Task details - Determine how many lines in the entries below contain "modify", and output only that number.

Raw data -
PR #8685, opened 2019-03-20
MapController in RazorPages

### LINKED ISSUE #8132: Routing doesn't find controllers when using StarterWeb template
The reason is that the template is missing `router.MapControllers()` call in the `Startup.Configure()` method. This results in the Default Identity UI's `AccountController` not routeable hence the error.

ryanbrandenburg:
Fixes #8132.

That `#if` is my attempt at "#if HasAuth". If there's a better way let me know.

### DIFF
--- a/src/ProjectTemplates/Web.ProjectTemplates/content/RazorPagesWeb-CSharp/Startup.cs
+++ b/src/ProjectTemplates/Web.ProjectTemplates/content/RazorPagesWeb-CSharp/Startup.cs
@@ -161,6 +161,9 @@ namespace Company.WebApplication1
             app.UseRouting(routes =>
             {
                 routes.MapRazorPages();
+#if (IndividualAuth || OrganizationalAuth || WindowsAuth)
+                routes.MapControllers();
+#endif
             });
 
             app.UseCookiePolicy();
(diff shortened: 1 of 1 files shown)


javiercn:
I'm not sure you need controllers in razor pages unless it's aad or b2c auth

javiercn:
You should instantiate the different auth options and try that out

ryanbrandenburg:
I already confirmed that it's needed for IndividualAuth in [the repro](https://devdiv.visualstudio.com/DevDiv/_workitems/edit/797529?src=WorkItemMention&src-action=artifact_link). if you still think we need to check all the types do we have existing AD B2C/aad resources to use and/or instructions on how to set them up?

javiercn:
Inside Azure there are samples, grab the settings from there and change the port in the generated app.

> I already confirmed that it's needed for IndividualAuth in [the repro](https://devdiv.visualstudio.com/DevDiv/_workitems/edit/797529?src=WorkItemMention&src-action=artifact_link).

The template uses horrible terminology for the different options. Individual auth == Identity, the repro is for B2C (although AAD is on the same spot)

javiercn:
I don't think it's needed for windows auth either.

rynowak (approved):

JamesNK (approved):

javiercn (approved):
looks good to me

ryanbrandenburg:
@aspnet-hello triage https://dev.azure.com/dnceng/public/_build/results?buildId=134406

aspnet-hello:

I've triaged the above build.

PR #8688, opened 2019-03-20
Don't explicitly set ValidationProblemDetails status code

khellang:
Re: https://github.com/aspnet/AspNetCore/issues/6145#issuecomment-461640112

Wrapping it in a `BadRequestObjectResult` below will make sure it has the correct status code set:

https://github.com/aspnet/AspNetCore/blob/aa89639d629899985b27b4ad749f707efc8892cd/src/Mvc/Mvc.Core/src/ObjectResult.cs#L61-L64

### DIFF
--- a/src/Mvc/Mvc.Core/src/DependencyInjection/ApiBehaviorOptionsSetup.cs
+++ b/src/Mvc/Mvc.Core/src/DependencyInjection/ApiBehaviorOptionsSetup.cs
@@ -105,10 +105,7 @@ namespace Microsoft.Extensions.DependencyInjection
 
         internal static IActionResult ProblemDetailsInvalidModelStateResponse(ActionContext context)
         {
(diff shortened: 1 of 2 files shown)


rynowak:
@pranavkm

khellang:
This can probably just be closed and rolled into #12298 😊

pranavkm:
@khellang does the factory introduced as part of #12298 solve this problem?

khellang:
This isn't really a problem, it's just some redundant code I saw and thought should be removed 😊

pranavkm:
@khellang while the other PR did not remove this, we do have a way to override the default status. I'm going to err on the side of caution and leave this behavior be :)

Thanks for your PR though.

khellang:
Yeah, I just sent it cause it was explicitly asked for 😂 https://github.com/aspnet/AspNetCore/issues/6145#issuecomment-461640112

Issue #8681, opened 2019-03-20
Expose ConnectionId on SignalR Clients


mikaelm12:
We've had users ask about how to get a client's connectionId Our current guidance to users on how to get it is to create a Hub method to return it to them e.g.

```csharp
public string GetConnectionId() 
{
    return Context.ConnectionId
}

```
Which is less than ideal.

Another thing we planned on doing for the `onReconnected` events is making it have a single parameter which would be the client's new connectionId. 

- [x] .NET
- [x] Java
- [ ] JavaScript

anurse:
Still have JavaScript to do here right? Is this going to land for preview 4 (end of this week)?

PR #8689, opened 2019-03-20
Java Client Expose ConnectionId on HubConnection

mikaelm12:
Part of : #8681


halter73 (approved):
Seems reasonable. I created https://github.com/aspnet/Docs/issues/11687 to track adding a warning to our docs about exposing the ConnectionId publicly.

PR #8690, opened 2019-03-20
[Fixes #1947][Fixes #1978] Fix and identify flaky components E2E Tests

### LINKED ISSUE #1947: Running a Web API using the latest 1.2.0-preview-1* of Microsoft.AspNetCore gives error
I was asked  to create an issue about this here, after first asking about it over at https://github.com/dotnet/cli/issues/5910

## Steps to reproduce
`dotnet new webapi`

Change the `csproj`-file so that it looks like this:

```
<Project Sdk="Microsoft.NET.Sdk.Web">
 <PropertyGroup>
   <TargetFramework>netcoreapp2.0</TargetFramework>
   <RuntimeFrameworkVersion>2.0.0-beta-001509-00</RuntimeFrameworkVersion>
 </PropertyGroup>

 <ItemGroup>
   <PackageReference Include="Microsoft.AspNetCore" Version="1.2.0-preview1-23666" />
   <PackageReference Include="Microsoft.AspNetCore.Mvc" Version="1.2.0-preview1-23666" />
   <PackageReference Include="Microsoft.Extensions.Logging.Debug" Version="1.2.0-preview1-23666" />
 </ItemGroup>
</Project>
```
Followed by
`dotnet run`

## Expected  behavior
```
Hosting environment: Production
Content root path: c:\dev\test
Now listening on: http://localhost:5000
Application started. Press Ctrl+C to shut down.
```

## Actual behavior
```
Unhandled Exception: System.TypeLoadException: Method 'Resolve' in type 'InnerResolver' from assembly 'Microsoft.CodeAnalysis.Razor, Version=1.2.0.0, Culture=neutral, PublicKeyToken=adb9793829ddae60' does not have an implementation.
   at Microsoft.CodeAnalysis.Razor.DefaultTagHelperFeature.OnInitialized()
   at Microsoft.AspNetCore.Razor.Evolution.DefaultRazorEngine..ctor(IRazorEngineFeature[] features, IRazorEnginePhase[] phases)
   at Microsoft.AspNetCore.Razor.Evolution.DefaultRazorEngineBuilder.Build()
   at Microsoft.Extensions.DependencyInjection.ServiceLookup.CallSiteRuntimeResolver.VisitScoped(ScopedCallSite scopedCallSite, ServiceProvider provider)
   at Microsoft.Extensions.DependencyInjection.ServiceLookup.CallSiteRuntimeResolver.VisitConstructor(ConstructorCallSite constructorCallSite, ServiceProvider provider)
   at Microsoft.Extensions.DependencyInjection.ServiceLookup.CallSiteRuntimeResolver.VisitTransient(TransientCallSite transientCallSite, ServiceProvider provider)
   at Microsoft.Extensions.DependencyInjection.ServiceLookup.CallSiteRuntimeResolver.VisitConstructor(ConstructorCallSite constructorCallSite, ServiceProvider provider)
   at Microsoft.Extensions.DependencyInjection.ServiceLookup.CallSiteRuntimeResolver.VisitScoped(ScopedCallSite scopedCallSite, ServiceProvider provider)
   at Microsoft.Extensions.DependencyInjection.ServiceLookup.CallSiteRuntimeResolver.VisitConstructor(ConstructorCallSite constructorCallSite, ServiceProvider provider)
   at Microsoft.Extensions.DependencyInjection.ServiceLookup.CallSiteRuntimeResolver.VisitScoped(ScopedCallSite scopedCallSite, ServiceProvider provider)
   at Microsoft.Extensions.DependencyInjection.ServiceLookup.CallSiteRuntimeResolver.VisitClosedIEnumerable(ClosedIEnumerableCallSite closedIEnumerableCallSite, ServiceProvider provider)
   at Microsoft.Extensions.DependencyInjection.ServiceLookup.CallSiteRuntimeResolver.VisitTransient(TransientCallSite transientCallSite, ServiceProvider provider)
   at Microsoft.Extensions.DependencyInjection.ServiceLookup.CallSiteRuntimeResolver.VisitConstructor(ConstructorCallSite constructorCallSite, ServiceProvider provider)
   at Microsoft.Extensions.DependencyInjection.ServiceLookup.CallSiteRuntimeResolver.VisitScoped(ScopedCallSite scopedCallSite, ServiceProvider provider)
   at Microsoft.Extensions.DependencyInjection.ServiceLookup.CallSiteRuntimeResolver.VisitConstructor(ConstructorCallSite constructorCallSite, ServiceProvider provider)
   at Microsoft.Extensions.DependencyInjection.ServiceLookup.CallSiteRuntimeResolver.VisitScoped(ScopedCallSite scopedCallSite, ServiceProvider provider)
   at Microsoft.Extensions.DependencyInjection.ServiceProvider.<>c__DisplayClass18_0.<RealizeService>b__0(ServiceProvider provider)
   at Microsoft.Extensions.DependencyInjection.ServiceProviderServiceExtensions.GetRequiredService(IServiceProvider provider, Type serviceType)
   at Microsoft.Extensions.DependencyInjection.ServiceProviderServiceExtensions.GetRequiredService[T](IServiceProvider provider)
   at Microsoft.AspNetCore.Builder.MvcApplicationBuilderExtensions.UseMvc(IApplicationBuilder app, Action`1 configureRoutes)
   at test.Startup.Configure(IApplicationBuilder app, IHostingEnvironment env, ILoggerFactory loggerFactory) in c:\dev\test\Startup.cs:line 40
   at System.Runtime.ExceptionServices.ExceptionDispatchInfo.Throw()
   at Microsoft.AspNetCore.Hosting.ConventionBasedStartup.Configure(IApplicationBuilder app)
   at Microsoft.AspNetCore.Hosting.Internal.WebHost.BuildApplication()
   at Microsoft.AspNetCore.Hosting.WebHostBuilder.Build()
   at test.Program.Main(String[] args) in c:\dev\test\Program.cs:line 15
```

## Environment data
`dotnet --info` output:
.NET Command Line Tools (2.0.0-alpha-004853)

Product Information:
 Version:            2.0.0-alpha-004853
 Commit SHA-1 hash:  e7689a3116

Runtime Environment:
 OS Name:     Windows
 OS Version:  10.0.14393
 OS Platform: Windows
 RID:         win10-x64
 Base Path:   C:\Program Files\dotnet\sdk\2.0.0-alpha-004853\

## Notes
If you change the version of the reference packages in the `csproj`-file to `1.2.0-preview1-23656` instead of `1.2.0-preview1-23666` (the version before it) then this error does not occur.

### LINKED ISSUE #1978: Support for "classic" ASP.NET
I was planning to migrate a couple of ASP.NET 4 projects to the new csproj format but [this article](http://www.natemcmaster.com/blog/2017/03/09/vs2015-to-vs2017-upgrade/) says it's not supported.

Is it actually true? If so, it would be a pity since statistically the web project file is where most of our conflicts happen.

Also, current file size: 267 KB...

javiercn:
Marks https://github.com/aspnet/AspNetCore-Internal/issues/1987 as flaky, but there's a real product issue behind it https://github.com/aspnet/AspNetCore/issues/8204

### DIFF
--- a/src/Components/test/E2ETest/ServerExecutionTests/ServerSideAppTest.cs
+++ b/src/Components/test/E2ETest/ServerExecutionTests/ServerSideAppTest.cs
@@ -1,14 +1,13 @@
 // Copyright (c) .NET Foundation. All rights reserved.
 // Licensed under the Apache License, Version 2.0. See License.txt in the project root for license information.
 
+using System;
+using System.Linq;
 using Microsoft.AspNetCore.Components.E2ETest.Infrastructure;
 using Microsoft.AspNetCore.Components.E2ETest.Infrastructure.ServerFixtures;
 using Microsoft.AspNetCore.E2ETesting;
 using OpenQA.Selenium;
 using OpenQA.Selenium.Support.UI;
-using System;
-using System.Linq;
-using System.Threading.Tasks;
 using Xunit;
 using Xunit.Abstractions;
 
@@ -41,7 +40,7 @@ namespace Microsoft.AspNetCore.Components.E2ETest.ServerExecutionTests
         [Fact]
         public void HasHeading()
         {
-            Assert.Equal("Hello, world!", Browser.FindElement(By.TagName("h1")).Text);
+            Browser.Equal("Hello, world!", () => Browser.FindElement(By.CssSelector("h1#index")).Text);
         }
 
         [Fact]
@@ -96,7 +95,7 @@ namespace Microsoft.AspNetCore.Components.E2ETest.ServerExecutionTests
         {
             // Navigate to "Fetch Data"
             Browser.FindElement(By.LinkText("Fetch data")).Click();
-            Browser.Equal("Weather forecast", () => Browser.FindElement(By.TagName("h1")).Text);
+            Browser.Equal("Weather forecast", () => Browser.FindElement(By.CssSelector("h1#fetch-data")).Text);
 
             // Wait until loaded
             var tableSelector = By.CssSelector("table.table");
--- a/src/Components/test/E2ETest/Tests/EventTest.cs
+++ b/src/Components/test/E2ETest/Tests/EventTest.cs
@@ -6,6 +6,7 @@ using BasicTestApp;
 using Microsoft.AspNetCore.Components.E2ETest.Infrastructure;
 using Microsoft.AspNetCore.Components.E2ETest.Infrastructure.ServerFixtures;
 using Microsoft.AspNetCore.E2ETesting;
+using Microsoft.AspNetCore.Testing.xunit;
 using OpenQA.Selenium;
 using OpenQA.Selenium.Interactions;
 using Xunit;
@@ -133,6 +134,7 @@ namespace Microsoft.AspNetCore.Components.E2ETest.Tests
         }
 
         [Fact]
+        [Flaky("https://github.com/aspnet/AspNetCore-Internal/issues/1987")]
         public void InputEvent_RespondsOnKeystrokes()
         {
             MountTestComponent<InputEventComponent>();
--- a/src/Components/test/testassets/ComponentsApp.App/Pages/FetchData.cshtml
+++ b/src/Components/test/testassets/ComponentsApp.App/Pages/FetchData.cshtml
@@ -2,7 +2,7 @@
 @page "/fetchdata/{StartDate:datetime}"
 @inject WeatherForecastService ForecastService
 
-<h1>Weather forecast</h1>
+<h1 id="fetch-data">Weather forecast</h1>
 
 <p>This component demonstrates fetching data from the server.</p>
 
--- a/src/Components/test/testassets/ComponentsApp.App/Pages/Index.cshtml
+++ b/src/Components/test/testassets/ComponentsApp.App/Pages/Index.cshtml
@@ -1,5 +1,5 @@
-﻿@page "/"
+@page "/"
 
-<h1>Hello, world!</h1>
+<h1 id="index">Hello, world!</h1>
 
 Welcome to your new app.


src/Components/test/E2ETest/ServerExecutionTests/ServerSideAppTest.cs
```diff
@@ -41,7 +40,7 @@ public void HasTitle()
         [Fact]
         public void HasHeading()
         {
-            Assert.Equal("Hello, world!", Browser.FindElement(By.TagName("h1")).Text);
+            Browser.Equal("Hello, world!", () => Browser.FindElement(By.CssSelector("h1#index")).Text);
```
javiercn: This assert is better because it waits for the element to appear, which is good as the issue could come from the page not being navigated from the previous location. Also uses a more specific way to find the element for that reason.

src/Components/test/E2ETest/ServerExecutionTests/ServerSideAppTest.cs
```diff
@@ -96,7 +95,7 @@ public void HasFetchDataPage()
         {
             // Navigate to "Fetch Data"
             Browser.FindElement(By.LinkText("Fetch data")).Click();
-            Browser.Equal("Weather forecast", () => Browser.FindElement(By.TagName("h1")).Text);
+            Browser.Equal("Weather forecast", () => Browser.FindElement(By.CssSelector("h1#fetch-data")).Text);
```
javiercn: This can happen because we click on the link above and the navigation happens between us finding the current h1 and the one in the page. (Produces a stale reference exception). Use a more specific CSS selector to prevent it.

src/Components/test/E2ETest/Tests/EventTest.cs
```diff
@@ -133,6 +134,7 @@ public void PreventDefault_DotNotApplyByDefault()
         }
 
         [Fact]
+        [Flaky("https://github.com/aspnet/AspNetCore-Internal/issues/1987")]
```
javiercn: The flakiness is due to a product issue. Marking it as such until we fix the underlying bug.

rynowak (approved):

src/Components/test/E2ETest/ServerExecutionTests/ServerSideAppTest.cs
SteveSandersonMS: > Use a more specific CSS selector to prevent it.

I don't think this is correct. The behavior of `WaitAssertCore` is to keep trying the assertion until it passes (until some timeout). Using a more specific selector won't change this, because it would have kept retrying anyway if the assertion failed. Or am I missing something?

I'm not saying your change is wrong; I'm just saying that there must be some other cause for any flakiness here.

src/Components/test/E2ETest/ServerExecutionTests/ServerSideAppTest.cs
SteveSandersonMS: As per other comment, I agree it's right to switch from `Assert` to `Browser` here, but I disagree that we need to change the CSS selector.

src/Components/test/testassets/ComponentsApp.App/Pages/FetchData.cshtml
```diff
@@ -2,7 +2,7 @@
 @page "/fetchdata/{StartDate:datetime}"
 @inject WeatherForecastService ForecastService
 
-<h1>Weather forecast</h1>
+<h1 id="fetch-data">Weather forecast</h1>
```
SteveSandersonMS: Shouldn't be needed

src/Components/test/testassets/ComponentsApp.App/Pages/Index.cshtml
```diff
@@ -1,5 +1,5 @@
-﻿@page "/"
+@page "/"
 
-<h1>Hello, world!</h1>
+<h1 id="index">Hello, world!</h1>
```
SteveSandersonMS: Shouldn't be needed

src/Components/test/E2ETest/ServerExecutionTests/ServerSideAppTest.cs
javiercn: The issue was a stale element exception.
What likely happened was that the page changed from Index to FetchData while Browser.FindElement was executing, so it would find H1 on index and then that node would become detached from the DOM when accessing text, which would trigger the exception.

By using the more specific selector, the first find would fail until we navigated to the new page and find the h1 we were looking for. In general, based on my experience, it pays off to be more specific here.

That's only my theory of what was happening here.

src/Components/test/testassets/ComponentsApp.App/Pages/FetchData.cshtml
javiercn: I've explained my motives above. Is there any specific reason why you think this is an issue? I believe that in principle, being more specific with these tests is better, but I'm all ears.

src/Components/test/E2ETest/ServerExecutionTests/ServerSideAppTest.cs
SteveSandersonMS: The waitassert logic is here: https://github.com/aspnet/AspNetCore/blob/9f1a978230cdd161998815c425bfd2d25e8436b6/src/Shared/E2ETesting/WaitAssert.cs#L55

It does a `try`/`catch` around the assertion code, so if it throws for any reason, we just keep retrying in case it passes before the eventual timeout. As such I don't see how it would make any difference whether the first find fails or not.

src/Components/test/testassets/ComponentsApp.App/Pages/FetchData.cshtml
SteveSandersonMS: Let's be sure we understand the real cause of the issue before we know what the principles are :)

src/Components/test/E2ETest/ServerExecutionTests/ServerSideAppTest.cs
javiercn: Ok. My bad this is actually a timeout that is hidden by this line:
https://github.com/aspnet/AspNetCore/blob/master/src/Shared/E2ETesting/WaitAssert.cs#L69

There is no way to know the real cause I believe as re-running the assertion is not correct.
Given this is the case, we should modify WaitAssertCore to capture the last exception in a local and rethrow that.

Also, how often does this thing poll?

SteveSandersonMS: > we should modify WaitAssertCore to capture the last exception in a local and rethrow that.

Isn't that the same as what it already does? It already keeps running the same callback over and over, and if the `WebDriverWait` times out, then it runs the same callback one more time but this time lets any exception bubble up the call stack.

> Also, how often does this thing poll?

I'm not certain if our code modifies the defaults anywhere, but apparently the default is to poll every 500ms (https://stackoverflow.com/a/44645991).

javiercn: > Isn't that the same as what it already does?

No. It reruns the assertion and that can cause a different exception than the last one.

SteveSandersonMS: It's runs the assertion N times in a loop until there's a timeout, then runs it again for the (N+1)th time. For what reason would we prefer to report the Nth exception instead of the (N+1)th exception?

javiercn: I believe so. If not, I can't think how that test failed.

Answer space - 2